─── Data supplied

PR #884, opened 2026-02-14
curve: Impl `WnafGroup` for `EdwardsPoint`

rozbb:
This is a hint function. I don't believe the hint has to be very good. I think it's more important that it just be implemented. What do you think @tarcieri @mmaker ?

### DIFF
--- a/curve25519-dalek/src/edwards.rs
+++ b/curve25519-dalek/src/edwards.rs
@@ -2282,6 +2282,41 @@ mod test {
         assert!(P1.compress().to_bytes() == P2.compress().to_bytes());
     }
 
+    /// Test that the group WNAF implementation works for random scalars.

──────

Copy each of the records above so that nothing differs from the original.

PR #884, opened 2026-02-14
curve: Impl `WnafGroup` for `EdwardsPoint`

rozbb:
This is a hint function. I don't believe the hint has to be very good. I think it's more important that it just be implemented. What do you think @tarcieri @mmaker ?

### DIFF
--- a/curve25519-dalek/src/edwards.rs
+++ b/curve25519-dalek/src/edwards.rs
@@ -2282,6 +2282,41 @@ mod test {
         assert!(P1.compress().to_bytes() == P2.compress().to_bytes());
     }
 
+    /// Test that the group WNAF implementation works for random scalars.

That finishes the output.